Even though the format is better now it is still hard to compare the performance metrics on first sight. Some colour coding would be nice… Luckily you already learned how to do heat maps in the beginning. Select cells N9 to P9 and click in the menu on Format → Conditional Formatting. Choose the color scale on the right side with green to yellow to red. Do the same for cells N10 to P10, N11 to P11 as well N12 to P12. However for those three interchange green and red as we want green to indicate value where the respective channel is better than the other channels.
The final result (and insight) shows us that Twitter Ads are actually comparing quite well in all metrics compared to the others even though the Average Order Value is quite low. Facebook Ads on the other hands perform quite bad in all metrics compared to the other channels. This might indicate that you should shift some budget from Facebook Ads to Twitter Ads.
Preparing the data for charts
The last part of this lesson will prepare the data for building some charts (and a simple reporting which you could use to send out to other stakeholders or clients). As such we will work in the sheet Solution – Charts.
There is actually another new sheet called Worksheet – Budgets/Costs, which contains the budgets and actual costs of several 2019 advertising channel.
As we are analyzing Facebook Ads, Twitter Ads and Google Ads more closely you obviously don’t want to have all of the Budget/Costs data in your Solution – Charts sheet.
You could just copy the relevant data from the former sheet to the later one. However in very long list it can be very toilsome to find relevant data. There is a smarter way called VLOOKUP, which will find relevant data for you based on a key.
Prepare your sheet by writing the following in the cells:
Facebook Ads in cell A2
Google Ads in cell A3
Twitter Ads in cell A4
Budget 2018 in cell B1
Actual Cost in cell C1
=VLOOKUP($A2,’Worksheet – Budgets/Costs’!$A$2:$C$10,2,FALSE)
in Cell B2.
What this does is that VLOOKUP searches for Key A2 (Facebook Ads) in range A2 to C10 in Worksheet – Budgets/Costs and returns the cell of the 2nd column of the row where it finds the key. FALSE only says that the range is not ordered in any particular way. Past the formula in cell B4, B6, C2,C4 and C6 as well. Since we are looking for the actual costs in column C you have to replace the 2 in the formula of C2,C4 and C6 with a 3 to return a cell from the third column.
Building a performance metric comparison tool
Two other useful formulas to find data are INDEX and MATCH. Those two combined are a powerful tool to find data in large data set. INDEX gets a value at a specified location in a range of cells based on the numeric position. E.g. putting =INDEX(A1:C4,2,3) in any cell in the sheet Solution – Charts will get you the cell in the second row and third column of the range A1 to C4 (in this case that would be $24,310).
MATCH will find the numeric position of an item in a list. E.g. putting=MATCH(“Google Afs”,A2:A4,1) in any cell in the sheet Solution – Charts will get you the position of Google Ads in the list A2 to A4. The last 1 indicates that we are looking for an approximate match (which is why it ignores the typo) rather than an approximate match (in which case we would use 0).
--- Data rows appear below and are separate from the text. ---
PR #23519, opened 2026-04-23
web: Add 'lang' attributes to extension pages using i18n ui_locale

danielhjacobs:
Mostly supersedes #23507, aside from the player.html change (since that page is not internationalized (see #14628)).

Uses the predefined @@ui_locale message: https://developer.chrome.com/docs/extensions/reference/api/i18n#overview-predefined.

### DIFF
--- a/web/packages/extension/src/onboard.ts
+++ b/web/packages/extension/src/onboard.ts
@@ -2,6 +2,7 @@ import * as utils from "./utils";
 import { buildInfo } from "ruffle-core";
 
 window.addEventListener("DOMContentLoaded", () => {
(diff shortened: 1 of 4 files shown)


kjarosh (approved):

danielhjacobs:
`@@ui_locale` on Chrome/Safari uses underscores apparently, while on Firefox it uses dashes, so code slightly modified to account for that.

kjarosh (approved):
Would be nice to move this logic to a utility function instead of copy-pasting it for every page.

danielhjacobs:
Done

We will use those two formulas two build a small dynamic performance metric comparison tool. First write
Total ROI: in cell A9
Twitter Ads in cell B8
Google Ads in cell C8
Copy this formula into B9 and paste it into C9 as well:
=INDEX(‘Solution – Functions’!$N3:$Q5,MATCH(B8,’Solution – Functions’!$M3:$M5,0),MATCH($A9,’Solution – Functions’!$N2:$Q2,0))
It is actually a simple index function, however row and column indicators are replaced by match functions. So MATCH(B8,’Solution – Functions’!$M3:$M5,0) looks for the value in B8 (=Twitter Ads) in range M3 to M5 of the Solution – Functions sheet and gives back its position (=3) while MATCH($A9,’Solution – Functions’!$N2:$Q2,0) looks for the value in A9 (=Total ROI:) in range N2 to Q2 of the Solution – Functions sheet and gives back that position (=4). The INDEX function takes the positions and uses them as row and column indicators for the specified range respectively.
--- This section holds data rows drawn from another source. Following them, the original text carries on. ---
PR #23527, opened 2026-04-24
avm2: Fix Vector.<Boolean> default value in non-script-init contexts

### LINKED ISSUE #23317: Incorrect default values for Vector.<Boolean> in some contexts
### Describe the bug

1. Compile the following action script program:
```as
package {
    import flash.display.Sprite;
        public function Test() {
            var vec:Vector.<Boolean> = new Vector.<Boolean>(1, true);
            trace(vec[0]); // false on flash, null on ruffle
        }
    }
}

var vec:Vector.<Boolean> = new Vector.<Boolean>(1, true);
trace(vec[0]); // null on both
```

```sh
mxmlc -o test.swf -debug Test.as
```

2. Run with ruffle:
```
INFO avm_trace: null
INFO avm_trace: null
```

### Expected behavior

The traces should match flash, which gives:
```
null
false
```

### Content Location

Precompiled swf: [test.zip](https://github.com/user-attachments/files/26181677/test.zip)

### Affected platform

Desktop app

### Operating system

Arch Linux

### Browser

_No response_

### Additional information

There is already a test for the top-level case: https://github.com/ruffle-rs/ruffle/blob/master/tests/tests/swfs/avm2/vector_holes/Test.as

However, this does not cover the case in the constructor, where the behaviour is different in flash for some reason.

chabeck1:
## Summary

Fixes #23317.

In Flash Player on SWF version >= 14, `new Vector.<Boolean>(n, true)` fills the new slots with `false` when called from inside a class method or constructor, but with `null` when called from a script initializer. Ruffle was returning `null` in both cases. This PR makes the non-script-init case match Flash on SWF >= 14 while leaving SWF <= 13 and the script-init case unchanged.

## Approach

`VectorStorage::default()` for `Boolean` now delegates to a `bool_default()` helper in `core/src/avm2/vector.rs` that walks the AVM2 call stack from the top, finds the first bytecode method, and checks whether it is the instance initializer of a script's `global` class (`Class::is_script_traits()`). If so, the default is `Value::Null` (preserving the existing `vector_holes` behavior). Otherwise it is `Value::Bool(false)` for SWF >= 14 and `Value::Null` below.

To enable the call-stack walk inside `VectorStorage`, `VectorStorage::new` now takes `&mut Activation`; the change is threaded through every call site (`amf.rs`, `object/vector_object.rs`, `globals/vector.rs`, two `globals/flash/*` files). A small `iter_top_down()` helper was added to `CallStack`.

The cool thing is now, that if you would e.g. change Twitter Ads in cell B8 to Facebook Ads it would update the value in C9 automatically!
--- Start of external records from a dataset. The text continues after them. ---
PR #23531, opened 2026-04-24
web: Re-format extension pages when using RTL languages

danielhjacobs:


danielhjacobs:
This screenshot was the result of adding `html:lang(en-US),` to the CSS for rtl direction temporarily, it looks weird because English is not an RTL language but it's an example of the RTL layout.
Screenshot From 2026-04-24 11-17-02

kjarosh (approved):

However every proper tool has some dropdown menus. We can add those with data validation. Data validation tells Sheets that only certain values are allowed in a cell. Select cells B8 and C8 and right click on them. Choose Data validation… In the empty field next to List from range paste this: ‘Solution – Functions’!M3:M5. That is a list of the three advertising channels we are analyzing. Click on Save.
Do the same for cell A9 by right clicking on it, choosing Data validation… and pasting ‘Solution – Functions’!M9:M12 into the empty field. Save.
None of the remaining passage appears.